Activated Iron Media for Wastewater Treatment: Mechanisms for Anionic Contaminants Immobilization and Transformation

Abstract

Activated iron media has been proven effective for treating a variety of environmental contaminants with more strengths and less drawbacks comparing to conventional zero-valent iron (ZVI) technology. Despite its success, some of the detailed mechanistic understandings of the activated iron media are still in mystery. This study embarks on laboratory experiments and analyses mainly focusing on the roles of green rusts as part of the effective ingredients of the activated iron media for immobilization and transformation of anionic contaminants from water. The investigation centers on the anionic exchanging capacity of the green rust enabled by the unique intercalation layer of the green rust structure.

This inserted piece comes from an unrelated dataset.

PR #6003, opened 2026-07-13
Release exp: gateway terminal errors + cross-session completion routing (#5969, #6002)

### LINKED ISSUE #5940: WebUI error reporting masks the real provider error: shows 'No response from provider / try again' when the agent hit a non-retryable HTTP 400 (invalid model / no credentials)

nesquena-hermes:
Two backend reliability fixes, both Codex SAFE:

In the Chapter II and III, green rusts are found to exist as a precursor/intermedia towards the formation of the activated iron media. A model is proposed where green rust as a coating on iron is oxidized by nitrate but also regenerated on the ZVI particle surface under certain conditions. Externally-added ferrous ion participates in nitrate reduction directly as an electron donor; in excess, ferrous ion could further facilitate the transformation of the final products to green rust instead of magnetite. Roles of green rust coating are postulated as a combination of two models, semiconductor and coordinating surface: on one hand, green rust concatenates zero-valent iron with the outer surface and delivers electrons to where nitrate is reduced; on the other hand, green rust as a reactive layered double hydroxide provides substantial redox-active sites through its anion exchanging capacity.

Chapter IV of the study focused on the potential mechanism of selenocyanate transformation and immobilization by an activated iron media system. A series of screening tests were conducted, and the results accentuate the importance of dissolved oxygen on selenocyanate removal by ZVI. Radicals that generated from oxidation of ZVI by dissolved oxygen might play an important role in SeCN⁻ removal. A stoichiometry relationship between ferrous ion and selenocyanate has been established, and the fates of selenium and cyanide group are discussed.

This study generates new knowledge that might be useful for developing a novel reactive media with enhanced ion exchanging capacity for removing selected contaminants, and a more robust AIM treatment system that is not only capable of reductive treatment of target contaminants, but also advanced oxidative degradation of certain contaminants.